▶ **INFORMATION SUPPLIED**:
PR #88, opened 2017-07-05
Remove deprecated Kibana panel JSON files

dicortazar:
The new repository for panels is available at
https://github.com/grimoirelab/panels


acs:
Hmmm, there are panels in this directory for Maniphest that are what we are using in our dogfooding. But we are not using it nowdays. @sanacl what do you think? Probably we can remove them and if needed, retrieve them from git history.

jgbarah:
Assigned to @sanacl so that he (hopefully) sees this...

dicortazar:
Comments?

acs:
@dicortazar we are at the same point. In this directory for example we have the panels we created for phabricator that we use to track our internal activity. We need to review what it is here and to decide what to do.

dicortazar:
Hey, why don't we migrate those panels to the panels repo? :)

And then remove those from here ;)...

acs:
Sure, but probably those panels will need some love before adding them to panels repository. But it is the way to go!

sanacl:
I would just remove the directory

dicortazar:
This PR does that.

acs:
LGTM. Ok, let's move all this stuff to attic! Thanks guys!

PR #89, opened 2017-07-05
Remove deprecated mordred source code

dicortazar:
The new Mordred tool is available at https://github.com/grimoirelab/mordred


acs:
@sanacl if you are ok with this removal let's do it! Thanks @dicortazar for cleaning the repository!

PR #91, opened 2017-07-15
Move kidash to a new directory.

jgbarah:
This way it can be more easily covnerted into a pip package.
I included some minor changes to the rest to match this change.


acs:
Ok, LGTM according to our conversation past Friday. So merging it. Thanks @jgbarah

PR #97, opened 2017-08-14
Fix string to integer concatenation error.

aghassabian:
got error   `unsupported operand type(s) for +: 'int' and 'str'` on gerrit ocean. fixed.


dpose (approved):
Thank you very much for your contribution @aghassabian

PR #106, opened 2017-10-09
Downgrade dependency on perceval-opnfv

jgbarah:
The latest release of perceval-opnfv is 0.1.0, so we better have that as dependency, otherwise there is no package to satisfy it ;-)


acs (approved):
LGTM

--

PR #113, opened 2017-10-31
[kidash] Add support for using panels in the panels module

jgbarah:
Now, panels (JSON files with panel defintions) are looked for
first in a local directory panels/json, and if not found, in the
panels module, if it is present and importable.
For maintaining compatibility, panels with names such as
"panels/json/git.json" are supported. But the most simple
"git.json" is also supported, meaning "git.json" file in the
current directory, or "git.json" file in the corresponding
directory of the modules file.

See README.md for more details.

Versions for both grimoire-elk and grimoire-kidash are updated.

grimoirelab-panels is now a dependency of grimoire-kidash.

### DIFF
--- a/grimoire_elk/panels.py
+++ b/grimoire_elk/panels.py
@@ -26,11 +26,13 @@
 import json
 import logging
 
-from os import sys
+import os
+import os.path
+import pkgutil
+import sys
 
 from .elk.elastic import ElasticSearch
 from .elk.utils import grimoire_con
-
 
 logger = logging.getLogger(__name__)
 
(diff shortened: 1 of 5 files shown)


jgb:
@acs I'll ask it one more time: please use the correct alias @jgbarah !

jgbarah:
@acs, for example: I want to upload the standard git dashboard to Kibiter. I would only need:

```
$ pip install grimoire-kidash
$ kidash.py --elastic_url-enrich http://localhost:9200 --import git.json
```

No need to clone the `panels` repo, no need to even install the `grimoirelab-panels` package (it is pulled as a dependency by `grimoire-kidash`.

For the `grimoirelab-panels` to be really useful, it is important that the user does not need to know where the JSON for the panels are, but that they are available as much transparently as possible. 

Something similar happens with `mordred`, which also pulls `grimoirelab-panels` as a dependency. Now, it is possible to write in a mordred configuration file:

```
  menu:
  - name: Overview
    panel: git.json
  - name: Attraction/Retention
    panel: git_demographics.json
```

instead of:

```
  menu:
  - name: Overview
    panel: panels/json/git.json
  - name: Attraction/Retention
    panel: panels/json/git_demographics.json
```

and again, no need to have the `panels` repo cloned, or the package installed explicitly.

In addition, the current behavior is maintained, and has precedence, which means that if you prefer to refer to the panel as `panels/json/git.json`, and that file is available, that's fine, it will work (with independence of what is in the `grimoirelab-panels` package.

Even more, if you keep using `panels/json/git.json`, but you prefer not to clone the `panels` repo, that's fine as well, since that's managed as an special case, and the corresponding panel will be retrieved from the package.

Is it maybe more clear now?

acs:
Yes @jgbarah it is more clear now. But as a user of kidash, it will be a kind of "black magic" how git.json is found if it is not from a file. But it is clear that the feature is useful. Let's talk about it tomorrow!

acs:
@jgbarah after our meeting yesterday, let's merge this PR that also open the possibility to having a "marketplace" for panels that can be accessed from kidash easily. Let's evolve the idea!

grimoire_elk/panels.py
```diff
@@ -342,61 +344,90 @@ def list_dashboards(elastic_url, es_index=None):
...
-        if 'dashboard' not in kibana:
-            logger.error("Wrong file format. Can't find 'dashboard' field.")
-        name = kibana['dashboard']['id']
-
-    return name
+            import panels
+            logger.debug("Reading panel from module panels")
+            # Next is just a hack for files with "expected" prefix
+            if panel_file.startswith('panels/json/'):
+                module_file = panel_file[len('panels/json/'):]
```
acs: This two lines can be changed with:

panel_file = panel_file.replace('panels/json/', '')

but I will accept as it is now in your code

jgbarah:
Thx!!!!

▶ **ACTION ITEM**:
Everything above from the line containing "directory of the modules file." down to the line containing "In addition, the" is to be transcribed exactly, with both of those lines included and nothing else added.

▶ **TASK SOLUTION**:
directory of the modules file.

See README.md for more details.

Versions for both grimoire-elk and grimoire-kidash are updated.

grimoirelab-panels is now a dependency of grimoire-kidash.

### DIFF
--- a/grimoire_elk/panels.py
+++ b/grimoire_elk/panels.py
@@ -26,11 +26,13 @@
 import json
 import logging
 
-from os import sys
+import os
+import os.path
+import pkgutil
+import sys
 
 from .elk.elastic import ElasticSearch
 from .elk.utils import grimoire_con
-
 
 logger = logging.getLogger(__name__)
 
(diff shortened: 1 of 5 files shown)


jgb:
@acs I'll ask it one more time: please use the correct alias @jgbarah !

jgbarah:
@acs, for example: I want to upload the standard git dashboard to Kibiter. I would only need:

```
$ pip install grimoire-kidash
$ kidash.py --elastic_url-enrich http://localhost:9200 --import git.json
```

No need to clone the `panels` repo, no need to even install the `grimoirelab-panels` package (it is pulled as a dependency by `grimoire-kidash`.

For the `grimoirelab-panels` to be really useful, it is important that the user does not need to know where the JSON for the panels are, but that they are available as much transparently as possible. 

Something similar happens with `mordred`, which also pulls `grimoirelab-panels` as a dependency. Now, it is possible to write in a mordred configuration file:

```
  menu:
  - name: Overview
    panel: git.json
  - name: Attraction/Retention
    panel: git_demographics.json
```

instead of:

```
  menu:
  - name: Overview
    panel: panels/json/git.json
  - name: Attraction/Retention
    panel: panels/json/git_demographics.json
```

and again, no need to have the `panels` repo cloned, or the package installed explicitly.

In addition, the current behavior is maintained, and has precedence, which means that if you prefer to refer to the panel as `panels/json/git.json`, and that file is available, that's fine, it will work (with independence of what is in the `grimoirelab-panels` package.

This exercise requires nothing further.